## SUPPLIED INFORMATION
PR #25087, opened 2017-12-26
Linked card

### LINKED ISSUE #18294: Link entire card v4
I think it would be very useful to be able to link entire cards. We tried doing this in our application, but realised all text got blue which is not ok for us. 

I would expect them to behave similar to linked list group items, and think a card view is a nice alternative to plain lists.

MartijnCuppens:
Fixes #18294:
- Possibility to add `.card-full-link` class to links inside card. This adds a ::before pseudo-element to the link which is stretched over the card.
- Possibility to wrap the content of the card in a link with `.card-full-link` class. No styling is influenced by doing this.


andresgalante:
Hi @MartijnCuppens this is an intresting concept, and I think a full clickable card is a common use case.

To be honest I don't like the class name `.card-full-link` but I'll let @mdo decide on it.

scss/_card.scss
```diff
@@ -61,6 +61,28 @@
...
+  .card > & {
+    display: inherit;
+    flex-direction: inherit;
+    min-width: 0;
+    color: inherit;
+    text-decoration: inherit;
+  }
+
+  :not(.card) > & {
+    &::after{
```
andresgalante: there is a space missing after the `after`

MartijnCuppens:
Thx for the review @andresgalante. The name of the class could indeed be improved.

eugen0188:
Nice work. How about cursor:pointer on the whole card?

MartijnCuppens:
Closing this, #26184 covers this

PR #25095, opened 2017-12-28
Add examples of disabled tooltip and popover triggers

mdo:
Closes #25015 with a dedicated section to both tooltip and popover docs.

screen shot 2017-12-27 at 5 08 07 pm


patrickhlauke:
Except that this way, there's no way for keyboard users to trigger that popover...

patrickhlauke:
xref https://github.com/twbs/bootstrap/pull/25163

## EXERCISE DIRECTIONS
Your task is to reproduce exactly the lines that begin at the line containing "Add examples of" and end at the final line of the data above.

## TASK OUTPUT
Add examples of disabled tooltip and popover triggers

mdo:
Closes #25015 with a dedicated section to both tooltip and popover docs.

screen shot 2017-12-27 at 5 08 07 pm


patrickhlauke:
Except that this way, there's no way for keyboard users to trigger that popover...

patrickhlauke:
xref https://github.com/twbs/bootstrap/pull/25163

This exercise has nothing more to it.